Stored data

----

PR #5268, opened 2025-09-08
Get job-server to use the backend status endpoint implementation

### LINKED ISSUE #5207: Make Job Server use the backend status endpoint
# Why are we doing this?

We've added a backend status endpoint and a cron that contacts it and logs the results. Now we can change the Job Server behaviour to actually update its database based on the response.

Previous tickets:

----

▶ **What to work on**
Only the lines from the one with "We've added a" through the last line of the records belong in the answer, each copied exactly.

▶ **Reply to the exercise**
We've added a backend status endpoint and a cron that contacts it and logs the results. Now we can change the Job Server behaviour to actually update its database based on the response.

Previous tickets:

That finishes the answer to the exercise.